Assignment: Transcribe exactly every line from the one containing "For some reason, some" down to the final line of the listing below, including both, and leave out the rest.

*** Information provided ***

PR #197, opened 2023-03-30
Feature/coordinates abiotic tools

vgro:
I started adding more dimensions, names, and coordinates to the DataArrays in the abiotic model. Here is the `abiotic_tools` script that holds constants and functions that are used across the abiotic model. The time dimension is still missing, this will follow in the next iteration. It would be great to hear your feedback on this.

For some reason, some of the tests don't work when I use the dummy_data fixture and I cannot figure out what the problem is. Ideas?

## Type of change

## Key checklist

## Further checks

### DIFF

*** End of Information provided ***

Your response:
For some reason, some of the tests don't work when I use the dummy_data fixture and I cannot figure out what the problem is. Ideas?

## Type of change

## Key checklist

## Further checks

### DIFF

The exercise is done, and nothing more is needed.